• Task requirements
Search for the word "config" in the entries. Each line that holds it should be copied.

(Collection entries)
————————

PR #217, opened 2023-01-26
Makes the FreeBSD Autotools config file work like Linux

derobins:
Defaults are cc (was: gcc) and f77

### DIFF
--- a/config/freebsd
+++ b/config/freebsd
@@ -20,109 +20,120 @@
 #       variable is set based on the incoming value of $CC and is only
 #       used within this file.
 
-if test "X-$CC" = "X-"; then
-  CC=gcc
-  CC_BASENAME=gcc
+# The default compiler is `cc', which should map to clang
+if test -z "$CC"; then
+  CC=cc
+  CC_BASENAME=cc
 fi
 
+# Figure out Clang C compiler flags
+. $srcdir/config/clang-flags
+
+# Figure out GNU C compiler flags
+. $srcdir/config/gnu-flags
+
+# Figure out Intel C compiler flags
+. $srcdir/config/intel-flags
+
+# The default compiler is 'f77', which should map to gfortran
 if test "X-$F77" = "X-"; then
   F77=f77
   F77_BASENAME=f77
 fi
 
-# C and Fortran Compiler and Preprocessor Flags
-# ---------------------------------------------------
-#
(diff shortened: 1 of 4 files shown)


derobins:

————————

• Solution to this task
Makes the FreeBSD Autotools config file work like Linux
--- a/config/freebsd
+++ b/config/freebsd
+. $srcdir/config/clang-flags
+. $srcdir/config/gnu-flags
+. $srcdir/config/intel-flags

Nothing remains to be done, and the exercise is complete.